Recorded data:
_ _ _ _ _ _ _

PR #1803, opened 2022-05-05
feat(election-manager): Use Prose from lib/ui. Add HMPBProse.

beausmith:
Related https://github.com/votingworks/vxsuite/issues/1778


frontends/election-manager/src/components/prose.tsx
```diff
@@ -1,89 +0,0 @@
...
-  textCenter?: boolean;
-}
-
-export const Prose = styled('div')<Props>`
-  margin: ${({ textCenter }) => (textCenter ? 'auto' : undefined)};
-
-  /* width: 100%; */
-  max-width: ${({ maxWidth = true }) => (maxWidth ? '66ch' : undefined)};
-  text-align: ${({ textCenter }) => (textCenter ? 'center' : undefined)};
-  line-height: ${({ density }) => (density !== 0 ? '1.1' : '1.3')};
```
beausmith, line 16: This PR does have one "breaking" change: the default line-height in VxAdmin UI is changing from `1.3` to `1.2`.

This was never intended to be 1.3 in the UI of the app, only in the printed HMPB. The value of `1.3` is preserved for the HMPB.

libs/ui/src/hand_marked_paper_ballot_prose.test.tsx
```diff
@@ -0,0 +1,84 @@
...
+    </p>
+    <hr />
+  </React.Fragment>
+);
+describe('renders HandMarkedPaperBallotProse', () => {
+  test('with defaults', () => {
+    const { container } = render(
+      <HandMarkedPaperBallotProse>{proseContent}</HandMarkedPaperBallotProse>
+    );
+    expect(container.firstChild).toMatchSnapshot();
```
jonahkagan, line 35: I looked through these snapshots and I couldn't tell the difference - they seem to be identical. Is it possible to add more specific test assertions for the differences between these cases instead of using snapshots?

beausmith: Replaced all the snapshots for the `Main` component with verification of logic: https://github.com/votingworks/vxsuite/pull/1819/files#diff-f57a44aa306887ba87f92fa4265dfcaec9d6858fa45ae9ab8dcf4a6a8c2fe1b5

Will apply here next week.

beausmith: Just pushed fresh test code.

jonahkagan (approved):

_ _ _ _ _ _ _

**TASK TO COMPLETE**
Where a line of the entries contains the word "from", count it, then state the total and nothing else.

**ANSWER TO THIS EXERCISE**
2